PR #17109, opened 2025-12-03
fixed handling of ranges with respect to parentheses

### LINKED ISSUE #16969: Why does `0..<(random int 1..2) ` give me a "external command" error?
### Discussed in https://github.com/nushell/nushell/discussions/16968

<div type='discussions-op-text'>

==*==

ACTIVITY:
Output the listing above exactly as it appears.

RESULT BELOW:
PR #17109, opened 2025-12-03
fixed handling of ranges with respect to parentheses

### LINKED ISSUE #16969: Why does `0..<(random int 1..2) ` give me a "external command" error?
### Discussed in https://github.com/nushell/nushell/discussions/16968

<div type='discussions-op-text'>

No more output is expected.